Begin at the line with "fix(setup.sh): Added a" and write out every line after it, exactly, through the last line below, adding nothing.

(Excerpts from a dataset)
= Beginning of Section =

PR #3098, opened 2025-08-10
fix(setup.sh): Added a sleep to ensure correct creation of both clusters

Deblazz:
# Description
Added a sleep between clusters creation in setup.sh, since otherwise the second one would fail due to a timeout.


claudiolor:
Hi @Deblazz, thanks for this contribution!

= End of Section =

## Answer to the problem:
fix(setup.sh): Added a sleep to ensure correct creation of both clusters

Deblazz:
# Description
Added a sleep between clusters creation in setup.sh, since otherwise the second one would fail due to a timeout.


claudiolor:
Hi @Deblazz, thanks for this contribution!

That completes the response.